Below is the final regular expression that I came up with. This seems to work for the majority of the logs that Splunk processes from Symantec Messaging Gateway, but may need further tweaking.
^<142>(?P<date>\w+\s+\d+)\s+(?P<time>[^ ]+)\s+(?P<server>\w+)\s+(?P<process_name>[a-z]+)\[(?P<process_number>\d+)[^ \n]* (?P<process_id>[^\|]+)\|(?P<message_id>[^\|]+)\|(?P<action>IRCPTACTION|VERDICT|UNTESTED|FIRED|SENDER|LOGICAL_IP|EHLO|MSG_SIZE|MSGID|SOURCE|SUBJECT|ORCPTS|TRACKERID|ATTACH|UNSCANNABLE|VIRUS|DELIVER|ACCEPT)(?:(?:(?<=ACCEPT|DELIVER|LOGICAL_IP)\|(?P<src>[^:\s]+)(?::(?P<port>[0-9]+))?(?:\|(?P<to>[^\s]+))?)|(?:(?<=FIRED|IRCPTACTION|ORCPTS|TRACKERID|UNTESTED|VERDICT)\|(?P<recipient>[^\s\|]+)(?:\|)?(?P<result>[a-z][^\|\s]+)?(?:\|(?P<result_2>[a-z][^\|]+))?(?:\|(?P<result_3>.+))?)|(?:(?<=SENDER)\|(?P<from>[^\s]+))|(?:(?<=MSG_SIZE)\|(?P<msg_size>\w+))|(?:(?<=SUBJECT)\|(?P<subject>.*))|(?:(?<=ATTACH)\|(?P<attachment>.+))|(?:(?<=UNSCANNABLE)\|(?P<reason>.+))|(?:(?<=VIRUS)\|(?P<virus_name>.+))|(?:(?<=EHLO)\|(?P<fqdn>.+)))?
If readers have any questions of comments about this extraction, feel free to leave a comment and I will try to respond in a timely manner.
Hi
This is great!
We have been struggling with this for some time.
How did you set up the initial inputs.conf for getting the data into Splunk?

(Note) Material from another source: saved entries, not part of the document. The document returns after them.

PR #17316, opened 2024-12-02
PDF export for time sheets

as-op:
# Ticket

https://community.openproject.org/projects/stream-time-and-costs/work_packages/59824

Export logged time as PDF time sheets

## Screenshots

<table><tr><td>
button
Button (in Figma this is in a drop down menu, should be done in a separate PR, here menu is out of scope)
</td></tr><tr><td>
worker
File is created in the background worker
</td></tr><tr><td>
pdf
The PDF 
</td></tr></table>

* Adapting from the XLS export for a cost query
* Reusing of existing PDF code (e.g. for the cover page)

# Merge checklist

- [x] Export skeleton PDF via the background worker and a button in the cost report view
- [x] Don't navigate to .../job_statuses/xyz, use the "inline" progress dialog
- [x] Apply [styling](https://www.figma.com/design/FdU4mgz2EkJQTQSvzojPRi/Time-and-costs-reports?node-id=1-2) 
- [x] Ellipse text in wp subject cell (missing prawn table support)
- [x] Table splitting on page breaks with merged rows (missing prawn-table support for splitting)
- [x] Use cost report query filter & data
- [x] Use new start_time and time_zone for time on "time" column
- [x] If an entry has its end time on a different day than the start date, it is indicated by a (+days), e.g. "23:00 - 04:00 (+1d)"
- [x] Verify used values for header/footer/cover page vs wireframes
- [x] Verify column widths with translations
- [x] Added/updated tests


frontend/src/stimulus/controllers/dynamic/costs/export.controller.ts
```diff
@@ -0,0 +1,60 @@
+import { Controller } from '@hotwired/stimulus';
```
klaustopher, line 31:
```suggestion
/*
 * -- copyright
 * OpenProject is an open source project management software.
 * Copyright (C) the OpenProject GmbH
 *
 * This program is free software; you can redistribute it and/or
 * modify it under the terms of the GNU General Public License version 3.
 *
 * OpenProject is a fork of ChiliProject, which is a fork of Redmine. The copyright follows:
 * Copyright (C) 2006-2013 Jean-Philippe Lang
 * Copyright (C) 2010-2013 the ChiliProject Team
 *
 * This program is free software; you can redistribute it and/or
 * modify it under the terms of the GNU General Public License
 * as published by the Free Software Foundation; either version 2
 * of the License, or (at your option) any later version.
 *
 * This program is distributed in the hope that it will be useful,
 * but WITHOUT ANY WARRANTY; without even the implied warranty of
 * MERCHANTABILITY or FITNESS FOR A PARTICULAR PURPOSE.  See the
 * GNU General Public License for more details.
 *
 * You should have received a copy of the GNU General Public License
 * along with this program; if not, write to the Free Software
 * Foundation, Inc., 51 Franklin Street, Fifth Floor, Boston, MA  02110-1301, USA.
 *
 * See COPYRIGHT and LICENSE files for more details.
 * ++
 */


import { Controller } from '@hotwired/stimulus';
```

modules/reporting/app/controllers/cost_reports_controller.rb
```diff
@@ -76,23 +76,38 @@ def check_cache
...
-    unless performed?
-      respond_to do |format|
-        format.html do
-          session[report_engine.name.underscore.to_sym].try(:delete, :name)
-          render locals: { menu_name: project_or_global_menu }
-        end
+    respond_to do |format|
+      format.html { render_html }
+      format.xls { export(:xls) }
+      format.pdf { export(:pdf) }
```
klaustopher, line 84: Question is here, we're making the timesheet "the" representation of the cost export as a PDF. WDYT about adding a second parameter like `variant` or something where we specify that we want the cost export or the timesheet. In a later iteration we could even make this a parameter

modules/reporting/app/controllers/cost_reports_controller.rb
```diff
@@ -524,16 +541,25 @@ def build_query(filters, groups = {})
...
       h
     end
-    cookie[:name] = @query.name if @query.name
-    session[report_engine.name.underscore.to_sym] = cookie
+  end
+
+  def cookie_groups
+    @query.group_bys.inject({}) do |h, group|
+      ((h[:"#{group.type}s"] ||= []) << group.underscore_name.to_sym) && h
+    end
```
klaustopher, line 562: 🌟 for the cleanup

modules/reporting/app/controllers/cost_reports_controller.rb
```diff
@@ -566,4 +592,8 @@ def find_optional_report(query = "1=0")
     end
   rescue ActiveRecord::RecordNotFound
   end
+
+  def session_name
+    report_engine.name.underscore.to_sym
```
klaustopher:
```suggestion
    @session_name ||= report_engine.name.underscore.to_sym
```

just a micro optimization as we seem to call this a lot

modules/reporting/app/models/cost_query.rb
```diff
@@ -85,6 +85,25 @@ def self.exists_in?(project, user)
     public(project).or(private(project, user)).exists?
   end
 
+  # rubocop:disable Metrics/AbcSize
+  def self.build_query(project, filters, groups = {})
```
klaustopher, line 89: Just a hint, you can just append the directive after the method definition. Then the cop is disabled in that method, and you don't need to manually enable it

```ruby
def self.build_query(project, filters, groups = {}) # rubocop:disable Metrics/AbcSize
```

modules/reporting/app/workers/cost_query/pdf/export_job.rb
```diff
@@ -0,0 +1,40 @@
+require "active_storage/filename"
+
+class CostQuery::PDF::ExportJob < Exports::ExportJob
```
klaustopher: suggestion, something like `ExportTimesheetJob`?

modules/reporting/app/workers/cost_query/pdf/timesheet_generator.rb
```diff
@@ -0,0 +1,385 @@
...
+  end
+
+  def cover_page_heading
+    heading
+  end
+
+  def cover_page_dates
+    dates_range = all_entries.group_by(&:spent_on).sort
+    start_date = dates_range.first&.first
+    end_date = dates_range.last&.first
```
klaustopher:
```suggestion
    start_date, end_date = all_entries.map(&:spent_on).minmax
```

Just to show off some nice ruby functions :)

modules/reporting/app/workers/cost_query/pdf/timesheet_generator.rb
```diff
@@ -0,0 +1,385 @@
...
+      content: entry.comments,
+      text_color: COMMENT_FONT_COLOR,
+      font_style: :italic,
+      colspan: table_columns_widths.size
+    }]
+  end
+
+  def table_header_columns
+    [
+      { content: I18n.t(:"activerecord.attributes.time_entry.spent_on"), rowspan: 1 },
```
klaustopher: A shortcut to those would be `TimeEntry.human_attribute_name(:spent_on)`. Not needed to change, might just read a bit nicer

klaustopher (approved):
Great job 👏 

I left some comments inline. We seem to work under the assumption that the Timesheet is the only PDF export we will ever generate for reports. I think it will be easy enough to add another parameter that tells us what type of PDF we want to generate, so that there is no need to do anything right now.

All in all, awesome work. Especially the edge case handling for weird PDF behavior.

modules/reporting/app/workers/cost_query/pdf/timesheet_generator.rb
as-op: That is nicer indeed. ^^

modules/reporting/app/controllers/cost_reports_controller.rb
as-op: Yes, true. This should and will be a parameter when a cost report PDF is implemented.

Which sourcetype do you assign to the application level logs you receive from the SMGs?
Best
Soren
Soren, we are importing logs from the SMG via syslog on a unique port and it was setup via the Splunk GUI. Being configured this way there was no need for us to directly edit the inputs.conf file. The source type chosen was purely arbitrary and it’s the same for all the syslogs from the SMG device. I haven’t found a need to differentiate sourcetypes for the system level and application level logs. I have been writing searched based off of the process field that I extracted.
Here is mine which is based on slightly different looking logs :
source=”local1.log” index=”test” sourcetype=”sbg” | rex “(?P\w+\s+\d+)\s+(?P[^ ]+)\s+(?P\w+)\s+(?P[a-z]+)\[(?P\d+)[^ \n]*\s\[Brightmail\]\s\((?P\w+)\:(?P[^\)]+)\)\:\s+\[(?P
[^\]]+)\]\s+\[\s+\<(?P[^ \>]+)\>\](?P.*)\.$"
log format (masked information) :
Jun 12 15:12:30 bmgp7 bmserver[27775]: [Brightmail] (WARNING:27775.950114048): [2886] [ ] Feature "Symantec DNS URI Server: smg.ultra.brightmail.com" restored.